Over the last 100 years, oil has fueled industrial development, mobility and prosperity for much of the world. Future progress will be made possible by new sources of energy.
Although we have consumed only 30% of the Earth’s proven reserves, much of the remaining supply is locked away in unconventional sources like tar sands and deep water, making it far more expensive to extract. As we spend more on production and approach what has been termed “peak oil”, further pressure is expected from new demand from industrializing countries such as China and India.
Renewable energy is the most attractive alternative moving forward. However, even though the Earth’s endowment of sun, wind, wave, river and geothermal resources are more than enough to meet our energy needs, only 2% of global electricity (and an even lower percentage of transportation energy) is currently generated by non-hydro renewable sources.
The recent growth in investment in renewable energy is encouraging. A study sponsored by the United Nations found that the 2007 global investment in renewable energy totaled $148.4 billion USD, up 60% from 2006. Much of this increase has come from solar energy and wind power, whose prices have declined steeply over the past few years. Yet, without technological breakthroughs, further cost reductions are dependent on volume scaling and the ability to capture off-peak generation.

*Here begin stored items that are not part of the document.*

PR #504, opened 2020-12-06
Truth-match catalog reader

### LINKED ISSUE #500: Reader and config for DC2 "truth-match" catalog
As part of the DC2 public release, we are generate a "truth-match" catalog that is partitioned in tracts (see https://github.com/LSSTDESC/DC2-production/pull/403 for details about this catalog). 

Since the "truth-match" catalog is in parquet and split by tract, its reader should be a subclass of [`dc2_dm_catalog.DC2DMCatalog`](https://github.com/LSSTDESC/gcr-catalogs/blob/v1.0.4/GCRCatalogs/dc2_dm_catalog.py#L93).

For each tract, the "truth-match" catalog will first have *N* rows that are in the same row order as the object catalog of that tract (*N* = number of objects in the object catalog), and will follow by *M* rows of truth entries that do not have match in the object catalog. 

We want to implement a new reader option (e.g., `for_composite`) so that, when set, the reader will always discard the last *M* rows. 
When the option is not set, the reader will discard any non-unique truth entries in the first *N* rows and return the rest plus the last *M* rows.

yymao:
This PR add a truth-match catalog reader and relevant catalog configs. It fixes #500. 

PR is ready for review, but the path in catalog configs will need to be updated once we generate all the truth-match files and move then to the share space. #509 is opened to keep track of this.

In the composite config, I have added several options that will be available once we upgrade to GCR v0.9.0. Right now those options are ignored by GCR v0.8.x.

The quantity modifiers in the truth-match reader are a bit hack-y. They work fine, but I welcome better ideas.

### DIFF
--- a/GCRCatalogs/dc2_truth_match.py
+++ b/GCRCatalogs/dc2_truth_match.py
@@ -44,7 +44,7 @@ class DC2TruthMatchCatalog(DC2DMTractCatalog):
         if self._as_object_addon:
             no_postfix = ("is_unique_truth_entry", "match_sep", "match_objectId")
             self._quantity_modifiers = {
-                (k + ("" if k in no_postfix else "_truth"): v for k, v in self._quantity_modifiers.items()
+                (k + ("" if k in no_postfix else "_truth")): v for k, v in self._quantity_modifiers.items()
             }
 
     def _obtain_native_data_dict(self, native_quantities_needed, native_quantity_getter):
--- a/GCRCatalogs/dc2_truth_match.py
+++ b/GCRCatalogs/dc2_truth_match.py
@@ -1,0 +1,83 @@
+"""
+Reader for truth-match catalogs persisted as parquet files and partitioned in tracts.
+"""
+import numpy as np
+import astropy.units as u
+
+from .dc2_dm_catalog import DC2DMTractCatalog
+
+__all__ = ["DC2TruthMatchCatalog"]
+
+
+def _flux_to_mag(flux):
+    return (flux * u.nJy).to_value(u.ABmag)  # pylint: disable=no-member
+
+
+class DC2TruthMatchCatalog(DC2DMTractCatalog):
+    r"""
+    DC2 Truth-Match (parquet) Catalog reader
+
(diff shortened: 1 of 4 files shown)


GCRCatalogs/dc2_truth_match.py
```diff
@@ -0,0 +1,87 @@
...
+def _flux_to_mag(flux):
+    with np.errstate(divide="ignore"):
+        return (flux * u.nJy).to_value(u.ABmag)  # pylint: disable=no-member
+
+
+class DC2TruthMatchCatalog(DC2DMTractCatalog):
+    r"""
+    DC2 Truth-Match (parquet) Catalog reader
+
+    Presents tables exactly as they are defined in the files (no aliases,
```
JoanneBogart, line 21: What about the added magnitude columns?
And, for addon case, the name changes to avoid collisions with names in object?

GCRCatalogs/dc2_truth_match.py
```diff
@@ -0,0 +1,87 @@
...
+
+        if self._as_object_addon:
+            no_postfix = ("truth_type", "is_unique_truth_entry", "match_sep", "match_objectId")
+            self._quantity_modifiers = {
+                (k + ("" if k in no_postfix else "_truth")): (v or k) for k, v in self._quantity_modifiers.items()
+            }
+
+    def _obtain_native_data_dict(self, native_quantities_needed, native_quantity_getter):
+        """
+        Overloading this so that we can query the database backend
```
JoanneBogart, line 53: docstring (left over from original truth reader for sqlite dbs?) needs to be updated, to say something about adding other quantities and special handling as appropriate for the mode (as addon or as truth table) of use.

JoanneBogart (changes requested):
A couple of the docstrings need revision.  Everything else (actual code; config files) LGTM

JoanneBogart:
Another way to characterize columns in `no_postfix` would be to say the column names containing "truth" or "match".  But I'm not sure that's any better than just listing them.

JoanneBogart (approved):
Looks fine.

yymao:
Thanks, @JoanneBogart

PR #505, opened 2020-12-06
Use the improved composite in GCR v0.9.0

### LINKED ISSUE #398: Composite Catalog return_iterator
It looks like when you do `get_quantities` with `return_iterator=True` on a composite catalog then GCR loads all the columns for one catalog into memory and then only really iterates on the second one.   I'm not sure if this is generally true or just for the DC2 catalogs I'm using (Parquet versions, joining the metacal and object ones).

This is okay for small catalogs but for large ones will start to cause problems with larger ones.  I'm not sure how easy this is, but there are a few ways one could avoid it.

### LINKED ISSUE #410: get_quantity_info() does not return information for composite catalogs
I was attempting to add some documentation to the photo-z columns for the add-on catalogs via adding some entries to the _subclass_init to be returned by get_quantity_info().  This works fine when the standalone catalog is loaded, however, for composite catalogs it looks like get_quantity_info() only shows entries for the first of two composites.  The photo-z catalogs will be mostly used as composite catalogs matched to a larger photometry catalog, so solving this so that people can get the column descriptions may be important (along with other composite catalogs).

yymao:
I am improving the composite catalog class in https://github.com/yymao/generic-catalog-reader/pull/32. Once GCR is updated to 0.9.0, we should merge this PR to make use the new composite class. 

This PR will fix #398 and fix #410.

### DIFF
--- a/GCRCatalogs/composite.py
+++ b/GCRCatalogs/composite.py
@@ -2,8 +2,17 @@
 composite reader
 """
 import warnings
-from GCR import CompositeCatalog, MATCHING_FORMAT, MATCHING_ORDER
+
+from GCR import CompositeCatalog
+_HAS_NEW_COMPOSITE = True
+try:
+    from GCR import CompositeSpecs
+except ImportError:
+    from GCR.composite import MATCHING_FORMAT, MATCHING_ORDER
+    _HAS_NEW_COMPOSITE = False
+
 from .register import load_catalog, load_catalog_from_config_dict, has_catalog
+
 
 class CompositeReader(CompositeCatalog):
     def __init__(self, **kwargs):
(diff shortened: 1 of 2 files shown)


yymao:
I have just released GCR v0.9.0. This PR is now ready for review. The new features would only be available in GCR v0.9.0.

joezuntz:
I don't think I know enough to review this, but many thanks for the feature!

JoanneBogart (approved):
Most of the work appears to be in GCR.  The small changes to GCRCatalogs code look fine.  As a minimal test, after pulling this branch to my local repo and installing GCR 0.9.0,  I was able to load a composite catalog.  LGTM

yymao:
Thanks @JoanneBogart!

PR #507, opened 2020-12-07
Change decode to be compatible with v2 and v3 of h5py

### LINKED ISSUE #497: Some unicode issue breaks cosmoDC2 reader in desc-python-bleed
In the latest `desc-python-bleed`, one would encounter the follow error when loading the cosmoDC2 catalog via `GCRCatalogs.load_catalog("cosmoDC2_v1.1.4_image")`: 

```python-traceback
/usr/local/py3.7/envs/desc/lib/python3.6/site-packages/GCRCatalogs/cosmodc2.py in <lambda>(k, v)
    233         if collect_info_dict:
    234             quantity_info_dict = dict()
--> 235             modifier = lambda k, v: None if k == 'description' and v == b'None given' else v.decode()
    236             for quantity in native_quantities:
    237                 quantity_info_dict[quantity] = {k: modifier(k, v) for k, v in fh[group_name][quantity].attrs.items()}

AttributeError: 'str' object has no attribute 'decode'
```

In `desc-python`, this issue does not exist. Given the error message and the different behaviors in the two environment, most likely the issue is due to some updated package changes the string/basestring type when reading the HDF5 file. Need to track down which package causes this and to understand the changed behavior, and then we can update the reader so that it works with both versions.

yymao:
This PR fixes #497. 

In `desc-python` the `h5py` package is in v2.10.0, while in `desc-python-bleed` it is in v3.1.0. They process bytestring differently. In v2, bytestring remains bytestring while in v3, it is converted to unicode string. 

In our reader we have assumed v2 behavior, and hence call `.decode()` to convert to unicode string. This  action will fail with h5py v3. Hence, a new utility function `decode` is added to decode if input is bytestring, otherwise just return. By using this utility function we can be compatible with both v2 and v3 of `h5py`. 

I have tested this implementation on cosmoDC2 with both ``desc-python` and `desc-python-bleed`. Both cases work.

### DIFF
--- a/GCRCatalogs/utils.py
+++ b/GCRCatalogs/utils.py
@@ -37,7 +37,10 @@ def first(iterable, default=None):
 
 def decode(bytestring):
     """
-    decode a bytestring is possible
+    Decode a bytestring is possible, return str if not.
+
+    Only bytestring has .decode() method. This utility provides a way to homogenize values
+    that may be bytestring or unicode string  (such as the attributes in h5py v2.x and v3.x).
     """
     try:
         return bytestring.decode()
--- a/GCRCatalogs/utils.py
+++ b/GCRCatalogs/utils.py
@@ -37,7 +37,7 @@ def first(iterable, default=None):
 
 def decode(bytestring):
     """
-    Decode a bytestring is possible, return str if not.
+    Decode a bytestring if possible, return str if not.
 
     Only bytestring has .decode() method. This utility provides a way to homogenize values
     that may be bytestring or unicode string  (such as the attributes in h5py v2.x and v3.x).
--- a/GCRCatalogs/utils.py
+++ b/GCRCatalogs/utils.py
@@ -3,7 +3,8 @@ utility module
 """
 import hashlib
 
-__all__ = ['md5', 'is_string_like']
+__all__ = ['md5', 'is_string_like', 'first', 'decode']
+
 
 def md5(fname, chunk_size=65536):
     """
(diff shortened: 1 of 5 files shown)


GCRCatalogs/utils.py
```diff
@@ -32,3 +33,13 @@ def first(iterable, default=None):
     returns the first element of `iterable`
     """
     return next(iter(iterable), default)
+
+
+def decode(bytestring):
+    """
+    decode a bytestring is possible
```
JoanneBogart, line 40: Suggest  docstring text include the justification as in the pull request, e.g. something like

decode presumed bytestring.  This utility smooths over differences in return values between, in particular, v2 and v3 of h5py

JoanneBogart (approved):
Seems fine.  I made one minor suggestion.

GCRCatalogs/utils.py
yymao: Thanks! I expanded the docstring!

GCRCatalogs/utils.py
```diff
@@ -32,3 +33,16 @@ def first(iterable, default=None):
     returns the first element of `iterable`
     """
     return next(iter(iterable), default)
+
+
+def decode(bytestring):
+    """
+    Decode a bytestring is possible, return str if not.
```
JoanneBogart, line 40: New docstring is nice and clear, except I believe "is" in line 40 should be "if"

JoanneBogart (commented):
Approved with one minor request

GCRCatalogs/utils.py
yymao: Ah, thanks for catching this!

JoanneBogart (approved):
LGTM

yymao:
Thanks @JoanneBogart !

PR #508, opened 2020-12-07
Use MATCHING_FORMAT for Javi's matched add-ons

yymao:
@fjaviersanchez I just noticed that you have been using the `MATCHING_ORDER` option for your matched add-ons. While `MATCHING_ORDER` would work, the performance is not as good as `MATCHING_FORMAT`. The former requires the row ordering to be the same, while the latter requires both row ordering *and* partition methods to be the same across catalogs. 

I believe in your mached catalog, the partition method is indeed by tract, and hence these add-ons should qualify using `MATCHING_FORMAT`. Looking at your reader, I noticed that you have not implemented native_filters for tracts, which is also required for `MATCHING_FORMAT` to work. So I implemented the native filter and change the `matching_method` to `MATCHING_FORMAT` in several configs. 

I have also further edited `dc2_object_run2.2i_dr6_wfd_matched_addon` --- composite of composite will slow down the performance. But it's totally fine to have more than 2 catalogs in one composite. So I changed your composite of composite into 3 catalogs in one composite. 

Side note: I have to admit that name `MATCHING_FORMAT` is not precise. It seems to suggest the underlying format needs to match, but that's not what it means. In GCR v0.9.0 (https://github.com/yymao/generic-catalog-reader/pull/32), I introduced `matching_partition` and `matching_row_order` to be more precise.

### DIFF
--- a/GCRCatalogs/catalog_configs/dc2_object_run2.1.1i_matched_addon.yaml
+++ b/GCRCatalogs/catalog_configs/dc2_object_run2.1.1i_matched_addon.yaml
@@ -5,7 +5,7 @@ description: DC2 Run 2.1.1i Object Catalog with Matched Table addon
 creators: ['Javi Sanchez', 'Eve Kovacs']
 catalogs:
   - catalog_name: dc2_object_run2.1.1i
-    matching_method: MATCHING_ORDER
+    matching_method: MATCHING_FORMAT
   - catalog_name: dc2_object_run2.1.1i_matched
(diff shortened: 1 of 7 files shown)


fjaviersanchez (approved):
Thank you so much @yymao! This is very useful (at least it is to me). Yes, the `MATCHING_FORMAT` bit was a little bit confusing to me but I don't have any better term for it (`MATCHING_NATIVE_FILTERS` maybe?)

PR #511, opened 2020-12-07
Update workflows

yymao:
This PR updates the github actions workflows. 

In `desc-env-test.yml`, while the stack build has been commented out, the workflow can use the `matrix` strategy to be more concise. There is also no need to check out the repo for this workflow to run. 

Using this opportunity I also updated the python ci test to give it a better name and add python 3.9 to the test.

### DIFF
--- a/.github/workflows/desc-env-test.yml
+++ b/.github/workflows/desc-env-test.yml
@@ -3,8 +3,6 @@ name: DESC Env Docker Build Test
 on:
   push:
     branches: [ master ]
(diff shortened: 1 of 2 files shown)


yymao:
`GCRCatalogs` depends on pyarrow, whose support for python 3.9 is still work in progress. https://github.com/apache/arrow/pull/8386

heather999 (approved):
LGTM - took a peek at the recent Actions runs.

PR #516, opened 2020-12-12
Use MutableMapping for UserConfigManager

yymao:
@JoanneBogart --- I am reviewing #503 and wanted to suggest that we use the abstract class `MutableMapping` for `UserConfigManager`. I made this PR (into your branch) to make my suggestion more specific. 

In particular, `UserConfigManager` behaves like a python dictionary, so we should keep the API as similar to that of a python dictionary as possible. The custom methods (`get_value`, `write_entries`,  `remove_keys`), although well-documented, are new names we are introducing for existing python syntax (and with slightly different behaviors, requiring the users to learn how to use these custom methods). Use `MutableMapping` as the base class resolves this issue by allowing users to use syntax that they are already familiar with the native python dictionary. 

The remaining changes in the PR are just space conventions.


JoanneBogart:
Much of the content here has been incorporated in u/jrbogart/site-root_dir-issue499. See PR #503

PR #517, opened 2020-12-14
Add Code of Couduct

yymao:
In anticipation of possible future participation of non-DESC members in this repo, I propose that we add a Code of Conduct to this repo, which can simply refer to [DESC Code of Conduct](https://lsstdesc.org/assets/pdf/policies/LSST_DESC_Professional_Conduct.pdf).


wmwv (dismissed):
LGTM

The economics of renewables create an extraordinary opportunity for transportation. But the economics of transportation also create an extraordinary opportunity for renewables. A transition from our current system – in which 98% of transportation is powered by oil products – to an electric transportation system based on renewables, would benefit both renewable energy and transportation.
First, an electric vehicle system can take advantage of underutilized electricity, reducing oil consumption and providing resources for renewable development. U.S. government research shows that 73% of its domestic light vehicles could be replaced by EVs without requiring any additional capacity when the EV system is complemented with a “smart grid” that optimally manages the flow of available electricity. Second, EVs can alleviate the problems of intermittency, unpredictability and off-peak generation that have hindered the progress of renewable energy in the past. Third, because EVs offer energy efficiency up to three times greater than that of gasoline-powered vehicles, EVs reduce the overall burden on energy resources.
Denmark, for example, presents a strong case for the economics of the transition. Denmark’s wind farms generate electricity at variable rates caused by unpredictable changes in wind patterns. Further, the wind farms generate much of their electricity at night, when winds are high but demand for electricity is low. If a critical mass of EVs is plugged in at night, they collectively serve as a distributed energy storage device that absorbs renewable energy as it become available, which then powers transportation the following day. Denmark’s DONG Energy estimates that the country’s entire fleet of 2 million passenger vehicles – if replaced with EVs – could run on fewer than 750 windmills (or about 60% of the installed wind capacity Denmark has right now).